Official figures show that French wine exports rose by 4.4% in 2019, to €9.3bn. If spirits are included, total exports hit €14bn, up by 5.9% versus 2018.
But there is a good deal of anxiety beneath the surface following the onset of 25% US import tariffs on French still wines at 14%abv and below.
‘The 2019 positive result must not be misinterpreted,’ said Antoine Leccia, president of the French Association of Wines and Spirits Exporters (FEVS).
‘[The] international political environment and trade tensions had a severe effect on French wines and spirits exports, suggesting 2020 will be a challenging year.’
Merchants in the US tried to stockpile wines before tariffs were implemented on 18 October, which led to a 16% increase in French wine and spirits exports to the US for 2019, to €3.7bn.
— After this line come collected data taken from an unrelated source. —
PR #99, opened 2020-03-27
[12.0][ADD] Inventory Turnover Report

dreispt:


stock_inventory_turnover_report/models/product_product.py
```diff
@@ -0,0 +1,122 @@
...
+# License AGPL-3.0 or later (https://www.gnu.org/licenses/agpl.html).
+
+from dateutil.relativedelta import relativedelta
+from odoo import fields, models
+
+
+class Product(models.Model):
+    _inherit = "product.product"
+
+    def _compute_quantities_in_dict(self, from_date):
```
ivantodorovich, line 11: qty_available already considers locations in the context (gotten from the search view). This allows to analyze data by location, warehouse, company, etc..

 https://github.com/odoo/odoo/blob/7647077e9762359060b408fa923773826998fedf/addons/stock/models/product.py#L153

It'd be good to implement the same in this method. If you do this then this report could be filtered by location or warehouse :thinking: otherwise it's probably giving wrong data if any of these filters are active

ivantodorovich (changes requested):

smangukiya (approved):
Code looks good to me, though I am agreed with @ivantodorovich 's comment where if we can generalize the filter domain based on the warehouse, location, etc then it would be more useful.

dreispt:
@ivantodorovich @smangukiya I added that, although I'm not sure it is really usable right now.
How would the user take advantage of these context filters?

ivantodorovich:
> @ivantodorovich @smangukiya I added that, although I'm not sure it is really usable right now.
> How would the user take advantage of these context filters?

By selecting the locations / warehouse on the search view :)
image

```xml
<?xml version="1.0"?>
<xpath expr="//field[@name='pricelist_id']" position="after">
                    <separator/>
                    <field name="location_id" widget="selection" context="{'location': self}" filter_domain="[]"/>
                    <field name="warehouse_id" widget="selection" context="{'warehouse': self}" filter_domain="[]"/>
                    <separator/>
                    <filter name="real_stock_available" string="Available Products" domain="[('qty_available','&gt;',0)]"/>
                    <filter name="real_stock_negative" string="Negative Forecasted Quantity" domain="[('virtual_available','&lt;',0)]"/>
                </xpath>
            
```

ivantodorovich (approved):

bodedra (approved):

PR #120, opened 2020-10-05
[13.0][FIX] stock_picking_report_valued: Make visible valued_picking field in customer

sergio-teruel:
CC @Tecnativa TT25999
Since customer field disappear I think that valued_picking field must be always visible.


pedrobaeza (approved):

pedrobaeza:
Fast-tracking this as obvious patch:

/ocabot merge minor

PR #125, opened 2020-11-23
[ADD] stock_picking_report_valued_sale_mrp: New module

chienandalu:
image

cc @Tecnativa TT26711


stock_picking_report_valued_sale_mrp/__manifest__.py
```diff
@@ -0,0 +1,20 @@
...
+    "version": "12.0.1.0.0",
+    "development_status": "Beta",
+    "category": "Warehouse Management",
+    "website": "https://github.com/OCA/stock-logistics-reporting",
+    "author": "Tecnativa, Odoo Community Association (OCA)",
+    "maintainers": ["chienandalu"],
+    "license": "AGPL-3",
+    "depends": [
+        "stock_picking_report_valued",
+        "mrp",
```
pedrobaeza:
```suggestion
        "sale_mrp",
```

stock_picking_report_valued_sale_mrp/models/stock_move_line.py
```diff
@@ -0,0 +1,90 @@
...
+
+
+class StockMoveLine(models.Model):
+    _inherit = 'stock.move.line'
+
+    phantom_product_id = fields.Many2one(
+        comodel_name="product.product",
+        compute="_compute_phantom_product_id",
+        compute_sudo=True,
+        string="Kit product",
```
pedrobaeza:
```suggestion
        string="Product Kit",
```

stock_picking_report_valued_sale_mrp/models/stock_move_line.py
```diff
@@ -0,0 +1,90 @@
...
+        readonly=True,
+    )
+    phantom_line = fields.Boolean(
+        compute="_compute_sale_order_line_fields",
+        compute_sudo=True,
+        default=False,
```
pedrobaeza: Why this default?

stock_picking_report_valued_sale_mrp/models/stock_move_line.py
```diff
@@ -0,0 +1,90 @@
...
+    )
+    phantom_dlvd_qty = fields.Float(
```
pedrobaeza: Don't use such cryptic abbreviates:
```suggestion
    phantom_delivered_qty = fields.Float(
```

stock_picking_report_valued_sale_mrp/models/stock_move_line.py
```diff
@@ -0,0 +1,90 @@
...
+        kit_lines = self.filtered("phantom_product_id")
+        for sale_line in kit_lines.mapped("sale_line"):
+            move_lines = kit_lines.filtered(
+                lambda x: x.sale_line == sale_line)
+            phantom_line = move_lines[:1]
+            price_unit = (
+                sale_line.price_subtotal / sale_line.product_uom_qty
+                if sale_line.product_uom_qty else sale_line.price_reduce)
+            # Get the kit. We should store the one used somewhere
+            bom = self.env['mrp.bom'].sudo()._bom_find(
```
pedrobaeza: Isn't there any other mechanism? Why do we need to get the BoM? The idea is to get the information from the sale line. The problem if not is that there can be different BoMs when confirming the sales order than when printing the report.

pedrobaeza (changes requested):

stock_picking_report_valued_sale_mrp/models/stock_move_line.py
chienandalu: Yes, this is the main issue here. We don't have any info of the BoM used but we must figure out how many kits were delivered in the present picking.

If we assume the kits are inmutable (the components don't change in time), we could store them in the `sale.order.line` and then findout how many kits were delivered from the `stock.move.line`. Anyway, wouldn't that be a separate module?

pedrobaeza: I don't think we need such bom linking. If you have the linked sale.order.line, we have the original kit quantity, and dividing by the whole pickings quantity (for considering backorders), we have the factor.

chienandalu: Mmm, what happens if there are returns and redelivers?

pedrobaeza: You can control that through the many2one field that points to the original/returned picking.

chienandalu: I finding a big limitations with this aproach. Odoo can't tell very well how many kits were delivered when the picking is partial or a return is implied.

For example:

- I order 5 kits but I deliver just four and leave a backorder for the rest. Sale order line qty delivered = 0
- The I cancel the backorder: sale order line qty delivered = 5!

This limitation comes from the poor calculation that Odoo makes for these products:

https://github.com/odoo/odoo/blob/12.0/addons/sale_mrp/models/sale_mrp.py#L30-L33

Indeed, the aproach in v13 is precisely to link the boms with the moves: https://github.com/odoo/odoo/blob/13.0/addons/sale_mrp/models/sale_mrp.py#L25 and then compute according to the delivered component quantities.

chienandalu: Changes done

chienandalu:
Travis lint seems to fail for unrelated reasons

pedrobaeza:
Please rebase for having green linter.

ernestotejeda (approved):

carlosdauden (approved):

PR #128, opened 2020-11-30
[12.0][ADD] Report picking summary

quentinDupont:
This module adds the possibility to select several Pickings and print a Report summary with two sheets :
* Products Summary (where the total sum is calculated for each product)
* Detail Part (each Picking is shown)

pdf_report

Some options on wizard : 

image

Migration and improvment of @grap custom module from @legalsylvain : https://github.com/grap/grap-odoo-custom/tree/8.0/grap_qweb_report


quentinDupont:
Travis fails for other module : 
image

Issue #115, opened 2020-09-16
[12.0] [FIX] Tax Rounding in stock_picking_report_valued


emagdalenaC2i:
To replicate this issue:

1 - Set the Round globally option (Invoicing settings) and allow discounts (sale settings)

2- Create the next quotation
![image](https://user-images.githubusercontent.com/24428859/93372216-de134400-f853-11ea-9ce5-4b160baccb04.png)

3 - Confirm the quotation and check the differences in the quotation, invoice and the Delivery Slip report
![image](https://user-images.githubusercontent.com/24428859/93372434-2fbbce80-f854-11ea-906f-27c6ec04ab24.png)

pedrobaeza:
Odoo version? What is the tax total in invoices?

emagdalenaC2i:
I think this affect all versions but I check it with 12.0
Invoices taxes and total are the same as in the quotation

emagdalenaC2i:
This is the invoice 
![image](https://user-images.githubusercontent.com/24428859/93373299-73630800-f855-11ea-859a-5803ea552700.png)
You can check it in runbot https://runbot.odoo-community.org/runbot/151/12.0

emagdalenaC2i:
You should check https://github.com/OCA/account-invoicing/pull/704

emagdalenaC2i:
Here you can see other example:
To replicate this issue:

1 - Set the **Round per line** option (Invoicing settings) and allow discounts (sale settings)

2- Create the next quotation
![image](https://user-images.githubusercontent.com/24428859/93576861-a4e5eb80-f99b-11ea-97fe-5ed696898d3d.png)

3 - Confirm the quotation and check the differences in the quotation, invoice and the Delivery Slip report
![image](https://user-images.githubusercontent.com/24428859/93576958-c3e47d80-f99b-11ea-94db-94fa8ef4b65d.png)

Here is the invoice
![image](https://user-images.githubusercontent.com/24428859/93577729-b380d280-f99c-11ea-9025-9ba00af57204.png)

So, this is not a Round globally issue.

PR #130, opened 2021-01-03
[12.0][FIX] stock_picking_report_valued: Round computed price to avoid difference

carlosdauden:
between picking and invoice.

Steps to reproduce:
- Create a sale line with qty = 3.72 and price = 23.45 
- Confirm Sale Order and click in delivery
- Fill qty done = 3.55
- Print valued delivery

Before this PR: 
subtotal = 83.24 (3.55 * 23.448924731182796)

After this PR:
subtotal = 83.25 (3.55 * 23.45)

@Tecnativa TT17492

### DIFF
--- a/stock_picking_report_valued/models/stock_move_line.py
+++ b/stock_picking_report_valued/models/stock_move_line.py
@@ -1,10 +1,11 @@
 # Copyright 2014-2018 Tecnativa - Pedro M. Baeza
 # Copyright 2015 Antonio Espinosa - Tecnativa <antonio.espinosa@tecnativa.com>
 # Copyright 2018 Luis M. Ontalba - Tecnativa <luis.martinez@tecnativa.com>
-# Copyright 2016-2018 Carlos Dauden - Tecnativa <carlos.dauden@tecnativa.com>
+# Copyright 2016-2021 Carlos Dauden - Tecnativa <carlos.dauden@tecnativa.com>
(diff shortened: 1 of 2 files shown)


pedrobaeza:
Can you please include a regression test that exercises the problem?

carlosdauden:
Test added

pedrobaeza (approved):

sergio-teruel (approved):

pedrobaeza:
My question in 13.0 is also relevant here: https://github.com/OCA/stock-logistics-reporting/pull/131#issuecomment-753804905

emagdalenaC2i:
This PR doesn't fix #115 and that should be fixed
image
image
image

emagdalenaC2i:
You can use your own example:
(if you set the tax computation as global)
image
image
image

emagdalenaC2i:
And with my other example:
(if you set the tax computation as per line) So, this is not a Round globally issue.
image
image
image

emagdalenaC2i:
@dreispt did you see my comments?

dreispt:
@emagdalenaC2i I0m sorry, I didn't understand there was a blocking issue.
AFAIU there is a open bug that it is yet not fixed in PR, not clear that that should block it,
 Please next time add a review or a "Needs Fixing" tag so that it is clear that the PR should not be merged.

However, FEVS said official figures for 2019 were ‘deceptive’. It said shipments of bottled still wines dropped by 17.5% in the final quarter of the year, leading to €40m in lost sales for French wineries, from Burgundy to Bordeaux.
There have been stories within the trade of French wine containers being called back mid-way through shipping to the US, once it became clear that tariffs were going ahead.
Champagne, which is so far unaffected by US tariffs, performed better than still wines in 2019, with exports rising by 7.5% to €3.1bn, show FEVS figures released this week.
Several trade sources believe that fine wine lovers and collectors have also become more interested in Italy, after wineries there avoided the initial round of US tariffs.
Leccia called for France’s government to create a €300m emergency compensation fund to help French wine businesses affected by the tariffs, which also apply to Spanish, German and UK still wines.
Levies could yet be expanded to more EU countries, and may rise to up to 100%, as part of US retaliation for illegal subsidies paid to European aerospace group Airbus.
However, both the European Commission and the US government have said they would prefer a negotiated settlement.
Leccia said French wine and spirits makers were facing ‘high-risk’ situations ‘across our top three markets’; he highlighted Brexit and also signs of an economic slowdown in China, following political tension in Hong Kong for much of 2019.
The US, UK and China ‘account alone for 50% of our overall sales’, said Leccia.